Scan the lines below for the word "Description". Copy each line you find it in.

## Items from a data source
*** Block opens ***

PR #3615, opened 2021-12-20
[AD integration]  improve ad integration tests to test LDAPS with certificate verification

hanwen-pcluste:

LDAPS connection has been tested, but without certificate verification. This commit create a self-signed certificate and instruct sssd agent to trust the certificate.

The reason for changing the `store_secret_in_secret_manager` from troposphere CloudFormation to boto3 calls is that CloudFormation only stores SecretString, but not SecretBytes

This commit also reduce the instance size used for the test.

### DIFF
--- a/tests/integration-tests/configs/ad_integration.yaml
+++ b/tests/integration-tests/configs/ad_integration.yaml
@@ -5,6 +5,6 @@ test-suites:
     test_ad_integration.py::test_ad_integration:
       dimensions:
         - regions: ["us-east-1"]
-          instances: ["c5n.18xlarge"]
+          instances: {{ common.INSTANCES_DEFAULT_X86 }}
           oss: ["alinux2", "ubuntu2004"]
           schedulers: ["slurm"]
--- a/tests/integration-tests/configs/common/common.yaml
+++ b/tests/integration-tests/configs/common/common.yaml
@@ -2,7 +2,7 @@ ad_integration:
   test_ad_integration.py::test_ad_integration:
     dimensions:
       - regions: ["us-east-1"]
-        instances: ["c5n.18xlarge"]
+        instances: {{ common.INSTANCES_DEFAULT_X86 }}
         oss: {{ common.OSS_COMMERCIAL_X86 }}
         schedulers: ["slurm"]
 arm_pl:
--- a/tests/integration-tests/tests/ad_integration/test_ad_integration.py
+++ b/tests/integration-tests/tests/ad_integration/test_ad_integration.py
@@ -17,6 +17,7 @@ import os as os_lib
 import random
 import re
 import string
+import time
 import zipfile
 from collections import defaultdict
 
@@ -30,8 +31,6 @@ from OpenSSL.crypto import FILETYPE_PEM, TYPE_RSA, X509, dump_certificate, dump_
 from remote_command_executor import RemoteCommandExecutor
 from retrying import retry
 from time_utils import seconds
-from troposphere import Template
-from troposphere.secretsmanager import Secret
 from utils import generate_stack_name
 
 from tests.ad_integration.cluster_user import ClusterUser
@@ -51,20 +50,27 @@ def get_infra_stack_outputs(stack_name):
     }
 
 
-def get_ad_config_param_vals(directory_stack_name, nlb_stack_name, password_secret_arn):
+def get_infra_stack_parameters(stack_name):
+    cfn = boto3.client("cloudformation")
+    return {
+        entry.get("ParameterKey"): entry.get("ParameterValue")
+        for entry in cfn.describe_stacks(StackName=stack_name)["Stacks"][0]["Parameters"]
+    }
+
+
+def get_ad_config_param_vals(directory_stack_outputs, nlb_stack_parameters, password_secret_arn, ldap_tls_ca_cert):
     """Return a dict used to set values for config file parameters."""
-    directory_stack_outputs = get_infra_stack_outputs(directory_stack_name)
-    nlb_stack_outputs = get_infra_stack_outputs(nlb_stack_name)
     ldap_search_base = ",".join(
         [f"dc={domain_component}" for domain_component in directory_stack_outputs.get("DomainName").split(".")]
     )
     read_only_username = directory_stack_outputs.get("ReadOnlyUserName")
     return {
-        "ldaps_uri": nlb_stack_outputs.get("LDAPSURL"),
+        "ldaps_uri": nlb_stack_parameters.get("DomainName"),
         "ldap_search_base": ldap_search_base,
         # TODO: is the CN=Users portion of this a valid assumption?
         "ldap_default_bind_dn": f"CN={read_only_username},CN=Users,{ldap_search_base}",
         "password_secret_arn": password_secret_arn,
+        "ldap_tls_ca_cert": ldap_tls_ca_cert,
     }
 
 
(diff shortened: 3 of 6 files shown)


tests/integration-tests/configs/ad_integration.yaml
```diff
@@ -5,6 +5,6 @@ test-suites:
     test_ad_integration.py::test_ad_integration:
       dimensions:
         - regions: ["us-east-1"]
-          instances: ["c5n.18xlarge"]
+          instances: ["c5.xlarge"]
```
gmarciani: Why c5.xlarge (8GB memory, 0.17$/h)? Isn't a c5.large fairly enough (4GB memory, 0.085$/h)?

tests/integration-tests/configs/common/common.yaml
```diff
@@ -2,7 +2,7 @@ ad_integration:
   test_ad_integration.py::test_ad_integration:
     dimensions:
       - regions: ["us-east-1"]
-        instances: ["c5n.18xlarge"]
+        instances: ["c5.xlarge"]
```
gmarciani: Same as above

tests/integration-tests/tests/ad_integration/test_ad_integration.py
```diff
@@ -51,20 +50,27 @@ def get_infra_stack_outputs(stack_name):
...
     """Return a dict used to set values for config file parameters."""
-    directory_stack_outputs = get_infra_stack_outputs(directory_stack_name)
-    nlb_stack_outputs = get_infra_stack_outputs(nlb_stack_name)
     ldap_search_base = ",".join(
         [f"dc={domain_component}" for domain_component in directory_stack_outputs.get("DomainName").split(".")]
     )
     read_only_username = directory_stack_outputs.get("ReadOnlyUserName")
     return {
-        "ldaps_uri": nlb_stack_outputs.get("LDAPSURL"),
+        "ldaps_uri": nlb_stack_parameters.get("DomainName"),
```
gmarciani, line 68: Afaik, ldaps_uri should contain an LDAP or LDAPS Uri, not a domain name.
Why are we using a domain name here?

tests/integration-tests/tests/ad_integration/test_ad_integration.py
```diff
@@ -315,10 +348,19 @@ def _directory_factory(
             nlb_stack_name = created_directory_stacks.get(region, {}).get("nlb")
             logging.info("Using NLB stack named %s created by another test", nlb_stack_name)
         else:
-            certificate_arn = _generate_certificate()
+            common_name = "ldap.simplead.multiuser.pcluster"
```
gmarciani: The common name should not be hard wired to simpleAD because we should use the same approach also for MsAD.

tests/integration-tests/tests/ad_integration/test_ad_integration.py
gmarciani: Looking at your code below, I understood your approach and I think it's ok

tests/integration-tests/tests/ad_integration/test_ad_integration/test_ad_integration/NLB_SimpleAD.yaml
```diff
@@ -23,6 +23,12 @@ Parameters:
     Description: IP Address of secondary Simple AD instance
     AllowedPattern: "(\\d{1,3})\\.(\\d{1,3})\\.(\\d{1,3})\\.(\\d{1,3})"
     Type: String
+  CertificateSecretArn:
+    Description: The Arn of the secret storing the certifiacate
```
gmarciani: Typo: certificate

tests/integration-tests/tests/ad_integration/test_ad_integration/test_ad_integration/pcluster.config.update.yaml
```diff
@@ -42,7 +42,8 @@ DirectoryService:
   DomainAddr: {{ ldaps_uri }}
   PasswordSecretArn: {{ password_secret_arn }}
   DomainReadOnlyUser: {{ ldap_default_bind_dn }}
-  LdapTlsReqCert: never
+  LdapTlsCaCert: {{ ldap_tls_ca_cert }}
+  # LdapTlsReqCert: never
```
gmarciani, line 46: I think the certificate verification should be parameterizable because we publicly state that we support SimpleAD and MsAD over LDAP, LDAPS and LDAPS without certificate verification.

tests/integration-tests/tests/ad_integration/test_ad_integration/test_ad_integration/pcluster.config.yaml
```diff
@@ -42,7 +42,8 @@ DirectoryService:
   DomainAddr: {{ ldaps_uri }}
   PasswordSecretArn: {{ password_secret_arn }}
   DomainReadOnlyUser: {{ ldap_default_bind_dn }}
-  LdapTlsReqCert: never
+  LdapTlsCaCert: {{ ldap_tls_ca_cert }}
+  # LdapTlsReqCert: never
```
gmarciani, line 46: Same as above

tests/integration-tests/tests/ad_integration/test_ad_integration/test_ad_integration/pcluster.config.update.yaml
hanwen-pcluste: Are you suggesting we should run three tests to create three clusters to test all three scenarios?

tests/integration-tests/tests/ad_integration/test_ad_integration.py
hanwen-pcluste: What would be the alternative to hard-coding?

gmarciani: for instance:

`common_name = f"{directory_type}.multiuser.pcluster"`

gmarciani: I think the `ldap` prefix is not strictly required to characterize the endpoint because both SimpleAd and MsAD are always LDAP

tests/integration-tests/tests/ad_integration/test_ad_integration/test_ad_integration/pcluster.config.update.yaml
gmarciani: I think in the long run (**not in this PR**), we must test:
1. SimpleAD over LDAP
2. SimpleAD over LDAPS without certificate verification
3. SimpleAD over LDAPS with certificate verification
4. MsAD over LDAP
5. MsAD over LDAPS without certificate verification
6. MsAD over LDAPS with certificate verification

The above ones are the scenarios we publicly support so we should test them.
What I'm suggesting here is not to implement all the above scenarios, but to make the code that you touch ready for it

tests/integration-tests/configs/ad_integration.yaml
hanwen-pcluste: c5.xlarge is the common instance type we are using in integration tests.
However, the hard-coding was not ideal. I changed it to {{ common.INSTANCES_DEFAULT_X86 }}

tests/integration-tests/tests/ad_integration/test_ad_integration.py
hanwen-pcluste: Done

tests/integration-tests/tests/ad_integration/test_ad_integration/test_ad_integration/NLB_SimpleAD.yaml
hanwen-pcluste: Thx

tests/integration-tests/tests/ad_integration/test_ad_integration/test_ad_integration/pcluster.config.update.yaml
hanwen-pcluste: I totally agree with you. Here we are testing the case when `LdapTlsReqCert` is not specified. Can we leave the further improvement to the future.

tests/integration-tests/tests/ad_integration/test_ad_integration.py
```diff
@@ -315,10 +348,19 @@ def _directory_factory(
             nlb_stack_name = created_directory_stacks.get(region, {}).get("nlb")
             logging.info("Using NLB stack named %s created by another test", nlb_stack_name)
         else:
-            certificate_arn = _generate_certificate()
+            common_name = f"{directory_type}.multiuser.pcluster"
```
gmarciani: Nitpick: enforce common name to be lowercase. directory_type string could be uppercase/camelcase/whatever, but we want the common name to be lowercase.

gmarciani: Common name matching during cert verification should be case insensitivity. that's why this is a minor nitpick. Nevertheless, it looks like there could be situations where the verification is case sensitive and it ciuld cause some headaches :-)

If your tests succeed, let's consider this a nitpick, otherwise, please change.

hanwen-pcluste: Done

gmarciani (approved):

*** Block closes ***
*** Block opens ***

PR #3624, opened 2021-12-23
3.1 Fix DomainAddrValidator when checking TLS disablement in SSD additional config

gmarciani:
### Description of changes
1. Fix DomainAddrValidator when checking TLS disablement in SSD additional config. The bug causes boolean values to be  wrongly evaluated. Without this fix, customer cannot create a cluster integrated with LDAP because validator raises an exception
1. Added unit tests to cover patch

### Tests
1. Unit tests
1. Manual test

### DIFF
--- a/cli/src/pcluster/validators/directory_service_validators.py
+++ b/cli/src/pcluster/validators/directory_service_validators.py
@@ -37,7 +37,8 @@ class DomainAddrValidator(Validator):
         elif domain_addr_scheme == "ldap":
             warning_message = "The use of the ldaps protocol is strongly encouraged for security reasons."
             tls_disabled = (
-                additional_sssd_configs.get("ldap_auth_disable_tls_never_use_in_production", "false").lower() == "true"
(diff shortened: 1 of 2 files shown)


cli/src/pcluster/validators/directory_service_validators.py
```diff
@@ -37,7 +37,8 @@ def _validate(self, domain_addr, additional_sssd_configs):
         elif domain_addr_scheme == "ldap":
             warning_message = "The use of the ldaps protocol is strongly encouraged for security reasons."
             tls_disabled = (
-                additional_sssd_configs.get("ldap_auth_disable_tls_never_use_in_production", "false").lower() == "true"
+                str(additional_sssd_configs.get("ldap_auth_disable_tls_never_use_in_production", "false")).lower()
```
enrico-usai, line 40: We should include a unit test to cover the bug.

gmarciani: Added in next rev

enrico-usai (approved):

*** Block closes ***
*** Block opens ***

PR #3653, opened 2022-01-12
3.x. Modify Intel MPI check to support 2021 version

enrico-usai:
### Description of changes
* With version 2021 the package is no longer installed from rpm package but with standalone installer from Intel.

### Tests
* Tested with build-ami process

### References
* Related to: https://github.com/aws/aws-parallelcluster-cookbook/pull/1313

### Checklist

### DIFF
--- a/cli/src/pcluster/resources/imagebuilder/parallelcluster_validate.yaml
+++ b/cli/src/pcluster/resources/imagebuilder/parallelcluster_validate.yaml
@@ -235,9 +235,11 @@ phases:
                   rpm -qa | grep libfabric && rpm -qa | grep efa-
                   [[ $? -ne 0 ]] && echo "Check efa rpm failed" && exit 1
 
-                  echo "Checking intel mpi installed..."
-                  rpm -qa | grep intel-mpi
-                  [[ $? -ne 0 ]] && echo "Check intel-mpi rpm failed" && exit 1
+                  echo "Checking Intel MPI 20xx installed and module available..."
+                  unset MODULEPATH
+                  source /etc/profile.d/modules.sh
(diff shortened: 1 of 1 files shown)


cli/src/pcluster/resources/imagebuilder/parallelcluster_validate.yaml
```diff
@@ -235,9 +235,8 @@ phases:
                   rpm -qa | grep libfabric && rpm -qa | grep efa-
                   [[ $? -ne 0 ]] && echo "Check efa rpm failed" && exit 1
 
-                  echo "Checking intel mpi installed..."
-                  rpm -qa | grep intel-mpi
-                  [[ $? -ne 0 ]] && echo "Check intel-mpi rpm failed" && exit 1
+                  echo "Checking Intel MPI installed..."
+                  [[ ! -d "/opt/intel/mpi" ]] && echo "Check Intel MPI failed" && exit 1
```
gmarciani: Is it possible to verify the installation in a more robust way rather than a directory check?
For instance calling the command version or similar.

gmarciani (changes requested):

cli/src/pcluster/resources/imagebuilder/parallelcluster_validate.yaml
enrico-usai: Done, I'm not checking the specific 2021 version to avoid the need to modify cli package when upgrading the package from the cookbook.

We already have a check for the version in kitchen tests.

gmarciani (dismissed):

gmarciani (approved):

*** Block closes ***

## RESPONSE AREA
     Description: IP Address of secondary Simple AD instance
+    Description: The Arn of the secret storing the certifiacate
### Description of changes
### Description of changes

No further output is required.